Preamps always go outside as close to the antenna as possible. usually mounted ON the antenna pole with as short a cable as possible from the antenna to the preamp. they look like they are meant to go outdoors with coax hookups on the bottom, sturdy plastic to resist wind. they go before the diplexor. (make sure the antenna is hooked up on the DC passthru side othewise your preamp won't work). Also if you are using a diplexor you can't have a power injector for your preamp - it has to get power from the SAT receiver. This has to be a special kind of preamp. Such as the channel master Spartan 3 preamp. If you have a preamp that has a power injector you need to run another cable in addition to the satellite cable straight from the antenna to the receiver (with the preamp/etc.). preamps are needed for long cable runs, and can in some cases make unusable signals usable, but are mostly used if you have a lot of cable inbetween the antenna and the receiver. diplexor compatible preamps w/diplexor look like this (the antenna and sat are connected to the same diplexor below) with the tripple dashed lines "---" representing a coaxial cable, preferrably RG6 or RG6QS:

antenna---preamp---diplexor---diplexor---receiver
sat---diplexor---diplexor---dp34---receiver

preamps that cannot work with diplexors that have power injectors look like this:

antenna---preamp---power injector---receiver

distribution amps go inside your house after the diplexor and before you feed it to other receivers. distribution amps boost a weak signal or boost a signal that is split to multiple receivers, but if the signal is not usable in the first place, then a distribution amp will only make noise more noiser. (the antenna and sat are connected to the same diplexor below)
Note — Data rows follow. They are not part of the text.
Issue #1020, opened 2021-08-10
Invalid Kotlin codegen for an error named "Error"


rfk:
The application-services autofill component defines an error enum named "Error", like this:

```
[Error]
enum Error {
   "OpenDatabaseError", "SqlError", ...
};
```

When we generate the Kotlin bindings from such a definition, we convert the name "Error" into "Exception" and end up trying to do this:

```
// Error Error
sealed class Exception: Exception()  {
    // Each variant is a nested class
    class OpenDatabaseException : Exception()
    class SqlException : Exception()
    ...
}
```

Which doesn't end well. It's confusing, but also it shadows the builtin name `Exception` which breaks our attempts to subclass `Exception` in other parts of the helper code.

A workaround is to not do that, changing the autofill component to use a more descriptive name. But this is a bad user experience, and we should either fix the codegen to work in this case, or error out cleanly.

rfk:
(Previously we would define an exception named `Error`, which also shadows a Java buitlin of the same name, but we don't use that name in our generated code anywhere so it never caused us any issues)

artfuldev:
The way we have currently solved this in our repo is to use a type alias in the rust code and use the type alias name in the udl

antenna---diplexor---diplexor---distribution amp---receiver(s)
sat---diplexor---diplexor---dp34---receiver

if you have a long cable run it can be more complex with a Satellite receiver powered "diplexor compatible" preamp in there.

antenna---preamp---diplexor---diplexor---distribution amp---receiver(s)

and non-diplexor compatible preamps can look like this (with a dedicated cable for the antenna)

antenna---preamp---power injector---distribution amp---receiver

signal amps boost the signal similar to a distribution amp, but typically only amplify one input to one output (for one receiver). they look like this (the antenna and sat are connected to the same diplexor below):

antenna---diplexor---diplexor---(1) signal amp---(1) receiver
sat---diplexor---diplexor---dp34---receiver

If your amp is a preamp, it will usually have a power injector that goes indoors (simple box with two connectors and a power cord) and the amp mounted on the antenna mast as close to the antenna as possible (another box with connections to antenna, other connector goes to power injector). 

If you have a distribution amp or a signal amp it will just be one unit with an input for the antenna and output(s) on the same unit. They go indoors.

Diplexors always reduce signal strength and are usually put in when installers are lazy/customer insists on having only one cable going into their house/etc. Straight cable runs from the antenna to the receiver is always best (and dist amps/preamps in the middle if you need them). Remember you only need a diplexor if you only have one cable from your sat dish and you want to share that cable with an antenna. If you can run a direct cable from the antenna to the receiver that is always the best option.

Confused yet?

Also, as Jason and Ron pointed out, why not head over to the OTA forum on DBSTalk for this info? - there's lots of people there that can answer these questions perhaps better than me even.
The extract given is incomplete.